Role of catheter ablation of ventricular tachycardia associated with structural heart disease

Figure 1 Strategies for catheter ablation of ventricular tachycardia. Flow-chart of the possible strategies for catheter ablation of ventricular tachycardia (see text for further explanation). VT: Ventricular tachycardia.

Figure 2 Three-dimensional electroanatomic map during macroreentrant ventricular tachycardia (A, B). Postero-anterior view of the electroanatomic activation map of the left ventricular endocardium, reconstructed during ventricular tachycardia with a cycle length of 380 ms in a patient with postinfarction ischemic cardiomyopathy. A: The ventricular tachycardia is sustained by a reentry circuit, which has been fully reconstructed during point-by-point mapping. The reentry course is shown by the sequence of colors from red to purple (arrows). There are two reentrant loops: one rotates clockwise around the mitral annulus, whereas the other has a counter-clockwise course in the lateral wall of the left ventricle. Both loops share the mid-diastolic isthmus, the dark red area between two electrically silent areas (gray dots) where the two arrowed circles meet each other; B: Sequential radiofrequency energy applications (red dots) were delivered linearly to transect the critical isthmus and produce a line of block between the two electrically silent areas and the mitral annulus. No arrhythmia was inducible at the end of the procedure and the patient had no recurrence at the mid-term follow-up. MV: Mitral valve.

Figure 3 Imaging integration for ablation of ventricular tachycardia (A, B). Example of integration of a computed tomography image in the three-dimensional electroanatomic system. This patient had ventricular tachycardia years after multiple surgical corrections for tetralogy of fallot with pulmonary artery stenosis. He was referred for multiple recurrences of drug-refractory ventricular tachycardia with two morphologies, both with left bundle branch morphology and inferior axis deviation. However, no arrhythmia was inducible during the electrophysiology testing. Therefore, the ablation strategy was based on substrate mapping in sinus rhythm with imaging integration (Figure 4). A: The three-dimensional rendering of the computed tomography (image in brown) of the right ventricle and pulmonary artery is superimposed on the electroanatomic mapping of the right ventricle in sinus rhythm. The merging of the two images helps reconstruct the geometry of the heart chamber and, particularly in this case, clarifies the anatomy of the right ventricular outflow tract, identifying precisely the pulmonary valve annulus, an essential landmark for ablation. The right ventricle appears hypertrophic and markedly dilated; B: The activation map in sinus rhythm is shown in the antero-posterior projection without the integrated image. There is a markedly delayed activation in the anterior wall of the outflow tract (in purple), in a channel between two electrically silent areas (in gray) related to previous surgery (ventriculotomy and positioning of a prosthetic patch). This channel (arrow) shows late bipolar recordings, after the end of the surface QRS (panel on right hand side) and could possibly be related to one morphology of ventricular tachycardia. During sinus rhythm, the earliest activated site (in red) of the right ventricular endocardium is the ventricular septum, consistent with a breakthrough of activation from the left bundle branch in the presence of a complete right bundle branch block.

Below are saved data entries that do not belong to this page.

PR #24859, opened 2026-07-17
CAMEL-24153: camel-aws2-s3 - Fix streaming upload truncation and orphaned multipart uploads

davsclaus:
## Summary

Fixes three bugs in `AWS2S3StreamUploadProducer` that cause data loss and orphaned multipart uploads when `multiPartUpload=true` and the body is larger than `partSize`:

- **`maxRead` not reset after batch-flush**: after a batch completion, `maxRead` stayed at 0, so `toByteArray(is, 0)` read nothing and the loop exited with remaining data unread. Added `maxRead = partSize` reset (guarded by `isMultiPartUpload()`) in both `processWithoutTimestampGrouping` and `processWithTimestampGrouping`.
- **`createMultipartUpload` called on every iteration**: CAMEL-20728 changed `state.index++` to `state.index = 1`, breaking the `if (state.index == 1)` guard so `createMultipartUpload` fired on every loop iteration. Each call returned a new `uploadId`, orphaning parts from earlier iterations and accruing storage charges. Changed guard to `if (state.initResponse == null)`.
- **`maxRead` going negative**: when `uploadAggregate.buffer.size() > partSize`, subtracting it from `maxRead` drove `maxRead` negative, silently dropping the next exchange body. Added `Math.max(1, maxRead)` clamp.

## Test plan

- [x] Added `AWS2S3StreamUploadMultipartTest` with 3 unit tests (mocked S3Client):
  - Body larger than `partSize` is not truncated
  - `createMultipartUpload` called exactly once per upload
  - Multiple parts use sequential part numbers and the same upload ID
- [x] All existing unit tests pass (18/18)
- [x] All existing integration tests pass (including `S3StreamUploadMultipartIT` and `S3StreamUploadMultipartAsyncIT`)

### DIFF
--- a/components/camel-aws/camel-aws2-s3/src/main/java/org/apache/camel/component/aws2/s3/stream/AWS2S3StreamUploadProducer.java
+++ b/components/camel-aws/camel-aws2-s3/src/main/java/org/apache/camel/component/aws2/s3/stream/AWS2S3StreamUploadProducer.java
@@ -181,6 +181,7 @@ public class AWS2S3StreamUploadProducer extends DefaultProducer {
         if (uploadAggregate != null) {
             uploadAggregate.index++;
             maxRead -= uploadAggregate.buffer.size();
+            maxRead = Math.max(1, maxRead);
         }
 
         while ((b = AWS2S3Utils.toByteArray(is, maxRead)) != null && b.length > 0) {
@@ -206,6 +207,9 @@ public class AWS2S3StreamUploadProducer extends DefaultProducer {
                             uploadPart(uploadAggregate);
                         CompleteMultipartUploadResponse uploadResult = completeUpload(uploadAggregate);
                         this.uploadAggregate = null;
+                        if (getConfiguration().isMultiPartUpload()) {
+                            maxRead = Math.toIntExact(getConfiguration().getPartSize());
+                        }
                         Message message = getMessageForResponse(exchange);
                         message.setHeader(AWS2S3Constants.E_TAG, uploadResult.eTag());
                         if (uploadResult.versionId() != null) {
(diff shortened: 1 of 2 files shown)


gnodet (approved):

**Solid fix for three distinct data-loss bugs in `AWS2S3StreamUploadProducer`** — each well-analyzed with clear root cause.

### Changes verified:

1. **`maxRead` not reset after batch-flush** ✅
   After `completeUpload()`, `maxRead` stayed at 0 (or whatever it was post-subtraction), so `toByteArray(is, 0)` read nothing on the next exchange. Reset to `partSize` is correctly applied in all 4 completion sites (2 in `processWithoutTimestampGrouping`, 2 in `processWithTimestampGrouping`), guarded by `isMultiPartUpload()`.

2. **`createMultipartUpload` called on every iteration** ✅
   CAMEL-20728's `state.index = 1` broke the `if (state.index == 1)` guard — it was always true. `if (state.initResponse == null)` is a better invariant since it's impossible to regress. Consistently applied to all 3 guarded blocks (random naming, timestamp naming, and the actual `createMultipartUpload` call).

3. **`maxRead` going negative** ✅
   `Math.max(1, maxRead)` is the right clamp — using 1 instead of 0 ensures `toByteArray` still attempts a read, keeping the loop alive. Applied in both `processWithoutTimestampGrouping` and `processWithTimestampGrouping`.

### Tests:

All 3 tests are well-designed with mocked S3Client:
- `testBodyLargerThanPartSizeIsNotTruncated` — reassembles all uploaded parts and verifies byte-for-byte match
- `testCreateMultipartUploadCalledOncePerUpload` — `verify(times(1))` catches the orphan-upload regression
- `testMultiplePartsUploadedCorrectly` — verifies sequential part numbers and consistent `uploadId`

No issues found.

Figure 4 Ablation of “unmappable” ventricular tachycardia based on substrate mapping and pace-mapping (A, B). Bipolar voltage mapping of the right ventricle in the same patient as in Figure 3. A: According to the settings used for this map, shown in antero-posterior view, the purple area has a bipolar voltage > 0.53 mV, while in the myocardium surrounding the two scars (in gray) the voltage is low, between 0.05 and 0.52 mV (colors from red to blue). In this area, pace-mapping is used to identify channels of low voltage and slow conduction possibly related to the two ventricular tachycardia morphologies clinically documented. In addition to the channel of slow conduction identified between the two scars during sinus rhythm (Figure 3), a second channel of low voltage and slow conduction is now identified by pacing at 600 ms cycle length in the area marked by the yellow dot (arrow); B: In this site, pacing reproduces one of the two ventricular tachycardia morphologies. Interestingly, the interval between the stimulus artifact and the onset of the QRS complex is markedly prolonged (125 ms) and this demonstrates the presence of slow conduction in this area; C: The same map is now shown in right anterior oblique view with two lines of radiofrequency energy applications (red dots) delivered to transect the two channels: one line is deployed between the two scars and the other between one scar and the pulmonary artery annulus (circle marked by white dots). No arrhythmia was inducible at the end of the procedure and the patient had no recurrences during follow-up.